PR #4897, opened 2018-03-09
Be conservative with the array_of_indices

### LINKED ISSUE #4896: Possible illegal memory access in ompi_request_default_wait_some
```
pn1707994:scratch agaspar$ port info openmpi
openmpi @3.0.0 (science, parallel, net)
```

Installed via MacPorts

* Operating system/version: macOS Sierra
* Computer hardware: MacBook Pro (2017)
* Network type: running only on host (shared memory?)

-----------------------------

## Details of the problem
`ompi_request_default_wait_some` is writing to `array_of_indices` past `outcount`. See [this loop](https://github.com/open-mpi/ompi/blob/master/ompi/request/req_wait.c#L422) in req_wait.c.

The MPI v3.1 spec [seems to indicate](https://github.com/mpi-forum/mpi-issues/issues/86#issuecomment-371645898) that `array_of_indices` should not be written to past the value of `outcount`, and does not explicitly state that `array_of_indices` is of size `incount`. The user could reasonably expect that they need not pass an `array_of_indices` larger than the number of _active_ requests in `array_of_requests`.

bosilca:
We were assuming that the array_of_indices has the same size as the
number of requests (incount), instead of the numberr of actually
active requests. While the patch is trivial, the question of the
size of the array_of_indices should be clarified in the MPI Forum.

Fixes #4896

### DIFF
--- a/ompi/request/req_wait.c
+++ b/ompi/request/req_wait.c
@@ -3,7 +3,7 @@
  * Copyright (c) 2004-2010 The Trustees of Indiana University and Indiana
  *                         University Research and Technology
  *                         Corporation.  All rights reserved.
- * Copyright (c) 2004-2016 The University of Tennessee and The University
+ * Copyright (c) 2004-2018 The University of Tennessee and The University
  *                         of Tennessee Research Foundation.  All rights
  *                         reserved.
  * Copyright (c) 2004-2008 High Performance Computing Center Stuttgart,
@@ -388,13 +388,13 @@ int ompi_request_default_wait_some(size_t count,
                                    int * indices,
                                    ompi_status_public_t * statuses)
 {
-    size_t num_requests_null_inactive=0, num_requests_done=0;
+    size_t num_requests_null_inactive, num_requests_done, num_active_reqs;
     int rc = MPI_SUCCESS;
     ompi_request_t **rptr = NULL;
     ompi_request_t *request = NULL;
     ompi_wait_sync_t sync;
     size_t sync_sets = 0, sync_unsets = 0;
-    
+
     if (OPAL_UNLIKELY(0 == count)) {
         *outcount = MPI_UNDEFINED;
         return OMPI_SUCCESS;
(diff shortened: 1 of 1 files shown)


AndrewGaspar:
Thank you for taking a look at this George!

hjelmn:
@bosilca Looks like the forum is going with they must be the same size. No reason not to merge this. Up to you if you still want to.

bosilca:
@hjelmn my understanding of the forum ticket is that they go with the original way we had, where we assumed all 3 arrays (requests, indices and statuses) have the same size, equal to the max possible number of requests (aka. ```count```). This patch enables a slightly different approach where we reduce the sizes of the indices array to the number of active requests, which is potentially smaller. Other than this is has no impact (performance or memory saving) on the code.

jsquyres:
@AndrewGaspar @bosilca @hjelmn Where did the MPI Forum end up on this one -- should this PR be merged?  Are we waiting on the resolution of https://github.com/mpi-forum/mpi-issues/issues/86?

bosilca:
The forum made an unfortunate decision: in order to allow an intricate use of the status and indices arrays (that could have been simply replaced by an Waitall) the forum instead decided to force the MPI library to do a linear search on the entire array of requests (aka count elements) on every call, for the small benefit of using smaller than count arrays of indices and statuses. In conclusion we should merge this PR and move forward.

jsquyres:
Ok.

What is the consequence of this PR -- does it change user-noticeable behavior?  Should it be cherry-picked to release branches?

bosilca:
Depends. Applications using similar approaches to the code posted on the forum discussion will break with our previous implementation. For anybody else there will be no difference. But we should cherry-pick it on all branches to maintain compatibility with the MPI standard.

jsquyres:
@bosilca This cherry-picked cleanly to v4.0.x, but not to any other release branch.  Can you make a back port, perchance?

bosilca:
In order to do it in a timely way @thananon agree to give me a hand here.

------------------------------------------------------------------------

◆ **ACTION ITEM**: Write the data above out again in full, exactly.

◆ **YOUR SOLUTION**:
PR #4897, opened 2018-03-09
Be conservative with the array_of_indices

### LINKED ISSUE #4896: Possible illegal memory access in ompi_request_default_wait_some
```
pn1707994:scratch agaspar$ port info openmpi
openmpi @3.0.0 (science, parallel, net)
```

Installed via MacPorts

* Operating system/version: macOS Sierra
* Computer hardware: MacBook Pro (2017)
* Network type: running only on host (shared memory?)

-----------------------------

## Details of the problem
`ompi_request_default_wait_some` is writing to `array_of_indices` past `outcount`. See [this loop](https://github.com/open-mpi/ompi/blob/master/ompi/request/req_wait.c#L422) in req_wait.c.

The MPI v3.1 spec [seems to indicate](https://github.com/mpi-forum/mpi-issues/issues/86#issuecomment-371645898) that `array_of_indices` should not be written to past the value of `outcount`, and does not explicitly state that `array_of_indices` is of size `incount`. The user could reasonably expect that they need not pass an `array_of_indices` larger than the number of _active_ requests in `array_of_requests`.

bosilca:
We were assuming that the array_of_indices has the same size as the
number of requests (incount), instead of the numberr of actually
active requests. While the patch is trivial, the question of the
size of the array_of_indices should be clarified in the MPI Forum.

Fixes #4896

### DIFF
--- a/ompi/request/req_wait.c
+++ b/ompi/request/req_wait.c
@@ -3,7 +3,7 @@
  * Copyright (c) 2004-2010 The Trustees of Indiana University and Indiana
  *                         University Research and Technology
  *                         Corporation.  All rights reserved.
- * Copyright (c) 2004-2016 The University of Tennessee and The University
+ * Copyright (c) 2004-2018 The University of Tennessee and The University
  *                         of Tennessee Research Foundation.  All rights
  *                         reserved.
  * Copyright (c) 2004-2008 High Performance Computing Center Stuttgart,
@@ -388,13 +388,13 @@ int ompi_request_default_wait_some(size_t count,
                                    int * indices,
                                    ompi_status_public_t * statuses)
 {
-    size_t num_requests_null_inactive=0, num_requests_done=0;
+    size_t num_requests_null_inactive, num_requests_done, num_active_reqs;
     int rc = MPI_SUCCESS;
     ompi_request_t **rptr = NULL;
     ompi_request_t *request = NULL;
     ompi_wait_sync_t sync;
     size_t sync_sets = 0, sync_unsets = 0;
-    
+
     if (OPAL_UNLIKELY(0 == count)) {
         *outcount = MPI_UNDEFINED;
         return OMPI_SUCCESS;
(diff shortened: 1 of 1 files shown)


AndrewGaspar:
Thank you for taking a look at this George!

hjelmn:
@bosilca Looks like the forum is going with they must be the same size. No reason not to merge this. Up to you if you still want to.

bosilca:
@hjelmn my understanding of the forum ticket is that they go with the original way we had, where we assumed all 3 arrays (requests, indices and statuses) have the same size, equal to the max possible number of requests (aka. ```count```). This patch enables a slightly different approach where we reduce the sizes of the indices array to the number of active requests, which is potentially smaller. Other than this is has no impact (performance or memory saving) on the code.

jsquyres:
@AndrewGaspar @bosilca @hjelmn Where did the MPI Forum end up on this one -- should this PR be merged?  Are we waiting on the resolution of https://github.com/mpi-forum/mpi-issues/issues/86?

bosilca:
The forum made an unfortunate decision: in order to allow an intricate use of the status and indices arrays (that could have been simply replaced by an Waitall) the forum instead decided to force the MPI library to do a linear search on the entire array of requests (aka count elements) on every call, for the small benefit of using smaller than count arrays of indices and statuses. In conclusion we should merge this PR and move forward.

jsquyres:
Ok.

What is the consequence of this PR -- does it change user-noticeable behavior?  Should it be cherry-picked to release branches?

bosilca:
Depends. Applications using similar approaches to the code posted on the forum discussion will break with our previous implementation. For anybody else there will be no difference. But we should cherry-pick it on all branches to maintain compatibility with the MPI standard.

jsquyres:
@bosilca This cherry-picked cleanly to v4.0.x, but not to any other release branch.  Can you make a back port, perchance?

bosilca:
In order to do it in a timely way @thananon agree to give me a hand here.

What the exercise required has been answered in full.